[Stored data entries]
_ _ _ _ _ _ _

PR #3361, opened 2020-08-07
Add fstat

thomasten:
Added support for the fstat syscall.

### DIFF
--- a/host/linux/syscall.c
+++ b/host/linux/syscall.c
@@ -293,6 +293,26 @@ int oe_syscall_closedir_ocall(uint64_t dirp)
     return closedir((DIR*)dirp);
 }
 
+static void _stat_copy(const struct stat* st, struct oe_stat_t* buf)
+{
+    buf->st_dev = st->st_dev;
+    buf->st_ino = st->st_ino;
+    buf->st_nlink = st->st_nlink;
+    buf->st_mode = st->st_mode;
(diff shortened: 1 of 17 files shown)


host/linux/syscall.c
```diff
@@ -293,6 +293,27 @@ int oe_syscall_closedir_ocall(uint64_t dirp)
     return closedir((DIR*)dirp);
 }
 
+static void _stat_copy(const struct stat* st, struct oe_stat_t* buf)
+{
+    buf->st_dev = st->st_dev;
```
CodeMonkeyLeet, line 298: It's an existing redundancy that got copied and pasted, but could you remove it?
```suggestion
```

host/windows/syscall.c
```diff
@@ -1694,6 +1694,28 @@ int oe_syscall_closedir_ocall(uint64_t dirp)
     return ret;
 }
 
+static void _stat_copy(const struct _stat64* winstat, struct oe_stat_t* buf)
+{
+    // The macro #define st_atime st_atim.tv_sec
+    // provides backward compatibility for older version POSIX. Here we need
```
dthaler, line 1700: Please fix grammar
```suggestion
    // provides backward compatibility for older versions of POSIX. Here we need
```

thomasten: fixed and squashed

_ _ _ _ _ _ _

The word is "compatibility". Copy every line above where it appears.

PROBLEM SOLUTION:
+    // provides backward compatibility for older version POSIX. Here we need
    // provides backward compatibility for older versions of POSIX. Here we need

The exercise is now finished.